Dans une société encore majoritairement agricole, le calendrier avec ses fêtes religieuses participait à la vie communautaire et individuelle des gens en faisant sens avec le quotidien. Par exemple, le début du mois de juin marque un changement de saison qui est propice aux processions. Qu’est-ce qu’on a de plus précieux et qu’on peut promener dans les rues et les campagnes pour montrer la foi ? - Dieu ! Et où est-ce qu’il est, Dieu ? - Dans l’Hostie ! … Donc, on va mettre l’Hostie consacrée sur un machin en or appelé ostensoir (du latin ostendere, montrer) et les prêtres iront le promener en grande pompe avec de l’encens et des acolytes en surplis, suivis de la foule des fidèles chantant des « hosanna ». C’est la « fête-Dieu ».

Bon, ça c’était le passé – encore qu’à Liège, la procession du Saint-Sacrement reprend du poil de la bête ; un nombre chaque année croissant de braves cathos un peu tradis et de prêtres en soutane et col romain se pressent pour raviver la flamme – non pas celle des jeux olympiques, mais la flamme du Sacré. Hé oui, depuis qu’on a évacué le sacré et que la messe n’est plus en latin, on dit que c’est à cause de cela que les églises se sont vidées… Ça reste à prouver !

Ne croyez pas que je me moque ; je respecte les dévotions des gens qui ont cette sensibilité et qui ont besoin de ces formes extérieures d’appartenance à la foi.
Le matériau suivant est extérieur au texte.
PR #4565, opened 2021-11-22
fix: use `Builder::getAggregation()` instead of `Builder::execute()` when available

azjezz:
| Q             | A
| ------------- | ---
| Branch?       | main
| Tickets       | N/A
| License       | MIT
| Doc PR        | N/A


soyuka:
we need this on 2.6 imo also quite some tests are red would you mind fixing it?

soyuka:
Fixed it thanks @azjezz

PR #4722, opened 2022-04-20
fix: deprecate data transformers

soyuka:


norkunas:
And what does it fix? :slightly_smiling_face: Imho doesn't make sense in one major to introduce feature and in another remove it

tacman:
Fortunately, data transformers still exist, but the pattern is deprecated.  According to the deprecation message: "use a Provider or a Processor and either use your input or return a new output there."

soyuka:
> And what does it fix? slightly_smiling_face Imho doesn't make sense in one major to introduce feature and in another remove it

Most of the cases where people struggle is related to this pattern. It was wrong from the beginning and instead we advise to handle the case in a Processor (see https://github.com/api-platform/core/discussions/4892#discussioncomment-3529590). 

Input/Output is still available and now every object (anonymous or ApiResource-tagged is considered as an http Resource).

PR #4734, opened 2022-04-28
feat: improve iri converter interface

soyuka:
Removes a method we introduced for "collection" iris, we're back to the original interface:

```php
<?php

/*
 * This file is part of the API Platform project.
 *
 * (c) Kévin Dunglas <dunglas@gmail.com>
 *
 * For the full copyright and license information, please view the LICENSE
 * file that was distributed with this source code.
 */

declare(strict_types=1);

namespace ApiPlatform\Api;

use ApiPlatform\Exception\InvalidArgumentException;
use ApiPlatform\Exception\ItemNotFoundException;
use ApiPlatform\Exception\RuntimeException;

/**
 *
 */
interface IriConverterInterface
{
    /**
     * Retrieves an item from its IRI.
     *
     * @throws InvalidArgumentException
     * @throws ItemNotFoundException
     *
     * @return object
     */
    public function getResourceFromIri(string $iri, array $context = [], ?Operation $operation = null);

    /**
     * Gets the IRI associated with the given item.
     *
     * @param object|class-string $resource
     *
     * @throws InvalidArgumentException
     * @throws RuntimeException
     */
    public function getIriFromResource($resource, int $referenceType = UrlGeneratorInterface::ABS_PATH, ?Operation $operation = null, array $context = []): ?string;
}
```

The interesting diff is available at: https://github.com/api-platform/core/compare/main...soyuka:feat/iri-converter?diff=split#diff-ac4847d931ec39d251d7b28fc138a9c65b7fb2f981fe313d9e373a2c2d6b8860

Basically this means:
- easier to implement
- easier to decorate (in the future we will provide an IriConverter that doesn't use symfony's routing system and one for Skolem IRIs #4731)
- Operation is already used in our Providers and Processors this is in the continuity of the work initialized there
- better vocabulary

### DIFF
--- a/src/Api/IriConverterInterface.php
+++ b/src/Api/IriConverterInterface.php
@@ -16,6 +16,7 @@ namespace ApiPlatform\Api;
 use ApiPlatform\Exception\InvalidArgumentException;
 use ApiPlatform\Exception\ItemNotFoundException;
 use ApiPlatform\Exception\RuntimeException;
+use ApiPlatform\Metadata\Operation;
 
 /**
  * Converts item and resources to IRI and vice versa.
@@ -32,7 +33,7 @@ interface IriConverterInterface
      *
      * @return object
      */
-    public function getItemFromIri(string $iri, array $context = []);
+    public function getItemFromIri(string $iri, array $context = [], ?Operation $operation = null);
 
     /**
      * Gets the IRI associated with the given item.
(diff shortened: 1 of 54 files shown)


src/Api/IriConverterInterface.php
```diff
@@ -42,12 +43,5 @@ public function getItemFromIri(string $iri, array $context = []);
...
      */
-    public function getIriFromItem($item, string $operationName = null, int $referenceType = UrlGeneratorInterface::ABS_PATH, array $context = []): string;
-
-    /**
-     * Gets the IRI associated with the given resource collection.
-     *
-     * @throws InvalidArgumentException
-     */
-    public function getIriFromResourceClass(string $resourceClass, string $operationName = null, int $referenceType = UrlGeneratorInterface::ABS_PATH, array $context = []): string;
+    public function getIriFromItem($item = null, ?Operation $operation = null, int $referenceType = UrlGeneratorInterface::ABS_PATH, array $context = []): ?string;
```
dunglas, line 46: How can `$item` be null?

PR #4741, opened 2022-05-01
fix: json encoder invalid utf8 characters

divine:
Co-Authored-By: AntonioCS <1086401+antoniocs@users.noreply.github.com>

| Q             | A
| ------------- | ---
| Branch?       | main
| Tickets       | #4416 
| License       | MIT

This is a follow-up for #4416 with the added test.

Test for PHP 7.1 failing because of:

```
JSON_INVALID_UTF8_IGNORE (int)
Ignore invalid UTF-8 characters. Available as of PHP 7.2.0.
```


KDederichs:
You might want to add that conditionally then with PHP_VERSION (https://www.php.net/manual/de/reserved.constants.php)

Issue #4753, opened 2022-05-13
3.0 backward compatibility notes 


soyuka:
While we work on API Platform 3.0 we found out some deprecations were forgotten this issue is to note what we need to do:

- [ ] SchemaFactoryInterface BC
- [ ] deprecate Doctrine FilterInterface and ContextAwareFilterInterface for a single interface

PR #4758, opened 2022-05-16
fix(json-schema): factory backward compatibility layer

soyuka:
link #4753


bendavies:
@soyuka this seems to cause a break between v2.6 and v2.7
specifically
```php
$this->assertMatchesResourceItemJsonSchema(PolicyNotice::class);
```
works on 2.6 but breaks on 2.7 because 2.7 tries to "guess" the operation and can't find one, so creates a new one with the wrong  (empty) serialization context.

https://github.com/api-platform/core/blob/4c16efe1f39c8aadd20e8e08b0b57a4d33034cd8/src/JsonSchema/SchemaFactory.php#L284

in 2.7 i have to do this to fix it:

```php
        $this->assertMatchesResourceItemJsonSchema(PolicyNotice::class, '_api_/policy-notices/{id}.{_format}_get');
``` 

this seems, wrong to me.

can you provide any info on what i should be doing?
https://github.com/api-platform/core/blob/4c16efe1f39c8aadd20e8e08b0b57a4d33034cd8/src/JsonSchema/SchemaFactory.php#L284

PR #4760, opened 2022-05-17
fix(metadata): add read and write to extractor

dannyvw:
Read and write attributes are missing for xml and yaml extractor


dunglas (approved):

soyuka:
I'm thinking that there might me more missing attributes I think that we should just check that everything in `ApiPlatform\Metadata\ApiResource` is available through yaml/xml

PR #4766, opened 2022-05-20
fix(graphql): output creates its own type in TypeBuilder

### LINKED ISSUE #3155: [GraphQL] Setting "output" on a mutation doesn't work
I think the schema is not being generated properly (we still get the "normal" fields, not the fields of the output class / resource).

https://github.com/api-platform/core/blob/e468d98d260e0cf49d63d088fd5678ecab1b8912/src/GraphQl/Type/TypeBuilder.php#L90-L95

I think we might need to either also set the `$resourceMetadata` to the new class, or handle `$wrapData` differently.

### LINKED ISSUE #3647: Output DTO in GraphQl schema
**API Platform version(s) affected**: 2.5.6

**Description**  
If class has `output` property then in schema it will have all the fields of output class (which is ok), but type of output object will be the original class. Is this by design or it's a bug?

**How to reproduce**  
```
/**
 * @ApiResource(
 *     output=Bar::class,
 *     collectionOperations={"get"},
 *     itemOperations={"get"},
 *     graphql={
 *         "item_query",
 *         "collection_query",
 *     }
 * )
 *
 */
class Foo {public $foo}

/**
 * @ApiResource(
 *     collectionOperations={"get"},
 *     itemOperations={"get"},
 *     graphql={
 *         "item_query",
 *         "collection_query",
 *     }
 * )
 *
 */
class Bar {public $bar}
```
Then in the schema the collection of `Foo` objects will have field `$bar` (it's ok), but the type of edge node will be still `Foo`.
```
{
  foos {
    edges {
      node {
        bar
        __typename // here will be Foo
      }
    }
  }
}
```

alanpoulain:
| Q             | A
| ------------- | ---
| Branch?       | main
| Tickets       | Fixes #3155, fixes #3647
| License       | MIT
| Doc PR        | Explicit the need to have a DataTransformer and not do it in the resolver

### DIFF
--- a/features/graphql/mutation.feature
+++ b/features/graphql/mutation.feature
@@ -819,6 +819,26 @@ Feature: GraphQL mutation support
     And the JSON node "data.testCustomArgumentsDummyCustomMutation.dummyCustomMutation.result" should be equal to "18"
     And the JSON node "data.testCustomArgumentsDummyCustomMutation.clientMutationId" should be equal to "myId"
 
+  Scenario: Execute a custom mutation with output
+    When I send the following GraphQL request:
+    """
+    mutation {
+      testOutputDummyCustomMutation(input: {id: "/dummy_custom_mutations/1", operandA: 9, clientMutationId: "myId"}) {
+        dummyCustomMutation {
+          baz
+          bat
+        }
+        clientMutationId
+      }
+    }
+    """
+    Then the response status code should be 200
+    And the response should be in JSON
+    And the header "Content-Type" should be equal to "application/json"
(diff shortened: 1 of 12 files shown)


soyuka:
This should've targeted 2.7, or maybe even 2.6. I'm not sure that introducing 2 new DataTransformers (implementing a deprecated interface) is a good idea.

lermontex:
@soyuka, Is the main branch no longer associated with version 2.7?

Packagist.org lists this branch as dev-main / 2.7.x-dev

https://s20.directupload.net/images/220521/qq7si96n.png

PR #4769, opened 2022-05-21
fix(json-ld): property metadata types and iris

soyuka:


tests/Metadata/Extractor/PropertyMetadataCompatibilityTest.php
```diff
@@ -74,7 +74,7 @@ final class PropertyMetadataCompatibilityTest extends TestCase
         'extraProperties' => [
             'custom_property' => 'Lorem ipsum dolor sit amet',
         ],
-        'iri' => false,
+        'iris' => ['schema.org/totalPrice'],
```
dunglas, line 77: Why is the scheme missing?

dunglas (approved):

PR #4784, opened 2022-06-02
[BUG] Do not rely on api-platform/core attributes classes but on interfaces instead

vincentchalamon:
| Q             | A
| ------------- | ---
| Branch?       | 3.0
| Tickets       | N/A
| License       | MIT
| Doc PR        | **TODO**

In case of a custom GetCollection operation attribute class, the AttributesResourceMetadataCollectionFactory generates the same name as Get operation attribute, which erases the previous operation. api-platform/core should not rely on its own attributes but on interfaces (like CollectionOperationInterface). Same for Post operation, that's why I created a PostOperationInterface.


vincentchalamon:
Closing in favor of https://github.com/soyuka/core/pull/44

PR #4791, opened 2022-06-13
fix(graphql): type builder output

soyuka:
Fix graphql tests.


develth:
seems like there is no possilbity to use `output:` on a graphQL endpoint, or?

PR #64, opened 2013-02-08
GC truncate all extra versions before going to the next token

mlaflamm:
Also added two new metrics: 
- A gauge with the token curently GCed
- A meter with the number of extra versions loaded when a token in not collected in one GC run.

### DIFF
--- a/mry-core/src/main/scala/com/wajam/mry/storage/mysql/MysqlStorage.scala
+++ b/mry-core/src/main/scala/com/wajam/mry/storage/mysql/MysqlStorage.scala
@@ -11,6 +11,7 @@ import java.util.concurrent.atomic.AtomicInteger
 import collection.mutable
 import java.util.concurrent.{TimeUnit, ScheduledThreadPoolExecutor}
 import com.wajam.nrv.service.TokenRange
+import com.yammer.metrics.core.Gauge
 
 /**
  * MySQL backed storage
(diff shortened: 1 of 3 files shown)


mry-core/src/main/scala/com/wajam/mry/storage/mysql/MysqlStorage.scala
```diff
@@ -317,12 +318,19 @@ class MysqlStorage(config: MysqlStorageConfiguration, garbageCollection: Boolean
...
       "gc-collected-record", table.uniqueName, "records", TimeUnit.SECONDS))
+    lazy private val extraVersionsLoadedMeter = new Meter(metrics.metricsRegistry.newMeter(GarbageCollector.getClass,
+      "gc-extra-record-loaded", table.uniqueName, "extra-record-loaded", TimeUnit.SECONDS))
+    private val collectedTokenGauge = metrics.metricsRegistry.newGauge(GarbageCollector.getClass,
+      "gc-collected-token", table.uniqueName, new Gauge[Long] {
+        def value = tableNextToken
+      })
 
     private var tableNextRange: TokenRange = tokenRanges.head
+    @volatile
```
appaquet, line 333: Why? It should be called by the same timer thread everytime?

mlaflamm, line 333: This field is also read in a gauge which is called from the thread pushing metrics to graphite. May effectively be overkill since the value is only read and is to get a rough idea of where the GC is working.

coderunner:
+1

PR #65, opened 2013-02-12
Timestamp support both type + Helper

oliviertoupin:


mry-core/src/main/scala/com/wajam/mry/Database.scala
```diff
@@ -107,7 +108,7 @@ class Database(var serviceName: String = "database")
 
   private def execute(req: InMessage) {
     var values: Seq[Value] = null
-    val timestamp: Timestamp = req.metadata("timestamp").asInstanceOf[Timestamp]
+    val timestamp: Timestamp = req.metadata.getValueOldOrFromString("timestamp", (v: Seq[String]) => {Timestamp(v(0))}).asInstanceOf[Timestamp]
```
alexbergeron: getOldValueOrFromString?

mry-core/src/main/scala/com/wajam/mry/storage/mysql/TableContinuousFeeder.scala
```diff
@@ -23,12 +25,13 @@ class TableContinuousFeeder(name: String ,storage: MysqlStorage, table: Table, t
...
     val data = context.data
-    lastRecord = if (data.contains(Keys) && data.contains(Token) && data.contains(Timestamp))
+    val bool: Boolean = data.containsEither(Timestamp)
+    lastRecord = if (data.contains(Keys) && data.contains(Token) && bool)
     {
       try {
         val record = new Record()
         record.token = data(Token).toString.toLong
-        record.timestamp = com.wajam.nrv.utils.timestamp.Timestamp(data(Timestamp).toString.toLong)
+        record.timestamp = NrvTimestamp(data.getValueOldOrFromString(Timestamp, (v: Seq[String]) => {NrvTimestamp(v(0))}).asInstanceOf[NrvTimestamp])
```
mlaflamm: I don't think the conversion is needed since Record is not a Message and never put in a Message

mry-core/src/main/scala/com/wajam/mry/Database.scala
oliviertoupin: What about it?

Check MessageMigration.scala in Nrv it's an implicit helper.

mlaflamm: Olivier, FYI I am moving timestamp from message.metadata to message.attachments. This is ok to do the transformation until I merge my stuff.

mry-core/src/main/scala/com/wajam/mry/storage/mysql/TableContinuousFeeder.scala
oliviertoupin: I agree, and the data doesn't even come from a message (what I expected). I gonna remove.

mry-core/src/main/scala/com/wajam/mry/storage/mysql/TableContinuousFeeder.scala
```diff
@@ -23,12 +25,13 @@ class TableContinuousFeeder(name: String ,storage: MysqlStorage, table: Table, t
     this.context = context
 
     val data = context.data
-    lastRecord = if (data.contains(Keys) && data.contains(Token) && data.contains(Timestamp))
+    val bool: Boolean = data.containsEither(Timestamp)
```
coderunner: I'm sure this variable can have a better name :)

coderunner:
+1

PR #67, opened 2013-02-13
Ensure GC gauge always use the active TableCollector token value.

mlaflamm:
Only the first gauge is registered to the metrics registery. The gauge must use the active TableCollector token and not the value contained in the TableCollector instance which created the initial gauge.

### DIFF
--- a/mry-core/src/main/scala/com/wajam/mry/storage/mysql/MysqlStorage.scala
+++ b/mry-core/src/main/scala/com/wajam/mry/storage/mysql/MysqlStorage.scala
@@ -250,7 +250,7 @@ class MysqlStorage(config: MysqlStorageConfiguration, garbageCollection: Boolean
     @volatile
     private var active = false
     private var tokenRanges: List[TokenRange] = List(TokenRange.All)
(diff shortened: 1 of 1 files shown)


coderunner:
+1

mry-core/src/main/scala/com/wajam/mry/storage/mysql/MysqlStorage.scala
```diff
@@ -326,7 +326,13 @@ class MysqlStorage(config: MysqlStorageConfiguration, garbageCollection: Boolean
       "gc-extra-record-loaded", table.uniqueName, "extra-record-loaded", TimeUnit.SECONDS))
     private val collectedTokenGauge = metrics.metricsRegistry.newGauge(GarbageCollector.getClass,
       "gc-collected-token", table.uniqueName, new Gauge[Long] {
-        def value = tableNextToken
+        def value = {
+          // Use token from the current table collector
+          GarbageCollector.tableCollectors.get(table) match {
+            case Some(collector) => collector.tableNextToken
+            case _ => 0
```
alexbergeron, line 333: You could replace _ by None, would make it more explicit

PR #74, opened 2013-02-27
Optimize ListValue creation - O(n) instead of O(n^2)

alexbergeron:
Map function on iterator already returns a list. toList doesn't create a new list or do any kind of fancy conversion.

### DIFF
--- a/mry-core/src/main/scala/com/wajam/mry/storage/mysql/MultipleRecordValue.scala
+++ b/mry-core/src/main/scala/com/wajam/mry/storage/mysql/MultipleRecordValue.scala
@@ -33,13 +33,10 @@ class MultipleRecordValue(storage: MysqlStorage, context: ExecutionContext, tabl
     this.iterator match {
       case Some(iter) =>
         try {
-          var list = List[Value]()
-          while (iter.next()) {
-            val record = iter.record
-            list :+= new RecordValue(storage, context, table, token, record.accessPath, Some(transaction), Some(record))
+          val list: Traversable[RecordValue] = iter map {
+            (record) => new RecordValue(storage, context, table, token, record.accessPath, Some(transaction), Some(record))
           }
-
-          new ListValue(list)
+          new ListValue(list.toList)
         } finally {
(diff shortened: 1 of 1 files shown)


mry-core/src/main/scala/com/wajam/mry/storage/mysql/MultipleRecordValue.scala
```diff
@@ -33,13 +33,10 @@ class MultipleRecordValue(storage: MysqlStorage, context: ExecutionContext, tabl
     this.iterator match {
       case Some(iter) =>
         try {
-          var list = List[Value]()
-          while (iter.next()) {
-            val record = iter.record
-            list :+= new RecordValue(storage, context, table, token, record.accessPath, Some(transaction), Some(record))
+          val list: Traversable[RecordValue] = iter map {
+            (record) => new RecordValue(storage, context, table, token, record.accessPath, Some(transaction), Some(record))
```
coderunner, line 37: So this is a good as prepend + reverse?
We can't do prepend without reverse because of offset...let say we ask for offset 0 and count 5 and we get A B C D E from DB but return E D C B A. If then we ask for offset 2 and count 5 we would get G F E D C instead of C B A ...

alexbergeron, line 37: This is as optimal as prepend + reverse, map should iterate only once over the iterator, and it doesn't come up in the profiler

coderunner:
+1

mry-core/src/main/scala/com/wajam/mry/storage/mysql/MultipleRecordValue.scala
appaquet, line 37: The old code is shameful ;) That was my first baby steps in scala :(

alexbergeron, line 37: You had to start somewhere :wink:

PR #75, opened 2013-02-28
MRY refactoring (that doesn't affect performance)

alexbergeron:


suhailshergill:
+1

alexbergeron:
Not merging before Monday, we have more urgent things to release for now...

mry-core/src/main/scala/com/wajam/mry/execution/Value.scala
```diff
@@ -44,45 +47,49 @@ class ListValue(var listValue: Seq[Value]) extends Value with Serializable {
   }
 }
 
-class StringValue(var strValue: String) extends Value with Serializable {
+@SerialVersionUID(-3026000576636973393L)
+case class StringValue(strValue: String) extends Value {
   override def toString = strValue
 
   override def equalsValue(that: Value): Boolean = {
```
mlaflamm: I suspect that all the equalsValue override are now useless since that all Value subclass are case classes.

alexbergeron: True, but we do need to keep supporting it for current code. Maybe it should be defined as deprecated in Value, and would only calls equals...

mlaflamm: I am just saying that the implementation in Value is the only one needed since calling == and the subclasses are now case classes.

mlaflamm:
+10,000,000

PR #77, opened 2013-03-01
Fixes timeline feeder loop when most recent timestamp records > batch

### LINKED ISSUE #76: TableTimelineFeeder loop forever if last timestamp has more that 100 records
Loop if the most recent timestamp is a token having more records than batchSize (default=100)

mlaflamm:
Closes #76

### DIFF
--- a/mry-core/src/main/scala/com/wajam/mry/storage/mysql/TableTimelineFeeder.scala
+++ b/mry-core/src/main/scala/com/wajam/mry/storage/mysql/TableTimelineFeeder.scala
@@ -51,32 +51,34 @@ class TableTimelineFeeder(name: String, storage: MysqlStorage, table: Table, tok
     try {
       transaction = storage.createStorageTransaction
       var mutations = transaction.getTimeline(table, timestampCursor, batchSize, tokenRanges, FromTimestamp)
-      lastSelectMode = FromTimestamp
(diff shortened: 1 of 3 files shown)


mry-core/src/main/scala/com/wajam/mry/storage/mysql/TableTimelineFeeder.scala
```diff
@@ -51,32 +51,34 @@ class TableTimelineFeeder(name: String, storage: MysqlStorage, table: Table, tok
...
-              }
-            })
+      if (!mutations.isEmpty) {
+        if (mutations.head.newTimestamp == mutations.last.newTimestamp) {
+          // The whole batch has the same timestamp and has thus been inserted together in the same transaction.
+          // Reload everything at that timestamp in case some records where drop by the batch size limit.
+          mutations = transaction.getTimeline(table, mutations.head.newTimestamp, 0, tokenRanges, AtTimestamp)
+          lastSelectMode = AtTimestamp
+        } else {
+          lastSelectMode = FromTimestamp
```
mlaflamm, line 61: FYI, there are only 2 changes in this block of code: 1) the if is split into 2 if and 2) this line (i.e. FromTimestamp) is moved from outside the outer if to here.

coderunner:
+1

PR #81, opened 2013-03-04
Fix previous issue #76 fix

mlaflamm:


mry-core/src/main/scala/com/wajam/mry/storage/mysql/TableTimelineFeeder.scala
```diff
@@ -51,34 +51,33 @@ class TableTimelineFeeder(name: String, storage: MysqlStorage, table: Table, tok
...
-                  false
-                } else {
-                  found
-                }
-              })
-            }
-            val after = mutations.size
-            debug("Before {} after {}", before.asInstanceOf[Object], after.asInstanceOf[Object])
+
+      if (mutations.size > 1 && mutations.head.newTimestamp == mutations.last.newTimestamp) {
```
mlaflamm, line 55: mutations.size > 1 is important here. I would have noticed if I had run all the tests for my previous pull request. My bad!!

coderunner:
Can you explain why?

alexbergeron:
I saw that on IRC, but I'm waiting for you to respond to @coderunner before +1ing this

mlaflamm:
Need at least 2 records to verify if all records belongs to the same timestamp to fallback to AtTimestamp mode. This is the same as before my previous fix. 

The real fix of issue #76 is in the else, the feeder must switch back to FromTimestamp mode only if there is at least one record otherwise the feeder will load records from the task context timestamp inclusively and alternating from AtTimestamp to FromTimestamp forever until a new record is inserted (See initialisation of timestampCursor not visible in diff).

alexbergeron:
+1

PR #83, opened 2013-03-04
Extracted consistency related behavior from Database to ConsistentDatabase

mlaflamm:


mry-core/src/main/scala/com/wajam/mry/Database.scala
```diff
@@ -70,18 +68,18 @@ class Database(var serviceName: String = "database")
       }
 
       remoteAction.call(Map(Database.TOKEN_KEY -> context.tokens(0), "trx" -> MMigrationCatchAll(transaction)), // TODO: MigrationDuplicate: Remove trx
-                        data = transaction,
-                        onReply = (resp, optException) => {
-        if (ret != null) {
-          if (optException.isEmpty)
-            if (resp.hasData)
-              ret(resp.getData[Seq[Value]], None)
+        data = transaction,
```
mlaflamm, line 71: Automatic code reformat, nothing have really changed in this block of code.

mry-core/src/main/scala/com/wajam/mry/storage/mysql/MysqlTransaction.scala
```diff
@@ -401,6 +401,37 @@ class MysqlTransaction(private val storage: MysqlStorage, private val context: O
...
+                WHERE tk = ? AND ts = ?;
+                   """.format(fullTableName)
+
+    /*
+     * Generated SQL looks like:
+     *
+     *     DELETE FROM `table2_table2_1_table2_1_1_data`
+     *     WHERE tk = ? AND ts = ?;
+     */
+    val dataSql = """
```
coderunner, line 424: merge two sql into one with table suffix as parameter?

coderunner:
Looks good

+1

D’ailleurs je garde moi-même d’excellents souvenirs de processions diverses lorsque j’étais curé dans mes hauteurs de Waimes… c’était bucolique et chaleureux, fraternel, priant aussi - avec les moutons et les vaches qui de loin participaient aux ave Maria par leurs beuglements ou bêlements.



Quel sens peut avoir aujourd’hui une fête du Sacrement du Corps et du Sang du Christ – pour nos communautés, nos familles spirituelles et humaines ?

Et qu'est-ce que cette Fête peut nous apprendre sur notre façon de vivre en tant que chrétien ?

Je pense que les réponses à ces questions peuvent être trouvées dans le cours de la liturgie eucharistique elle-même - à la fois dans ce qui y est dit et dans ce qui y est fait.

 

Voyons d’abord ce qui est dit au cœur de nos messes : "Ceci est mon Corps, livré pour vous." 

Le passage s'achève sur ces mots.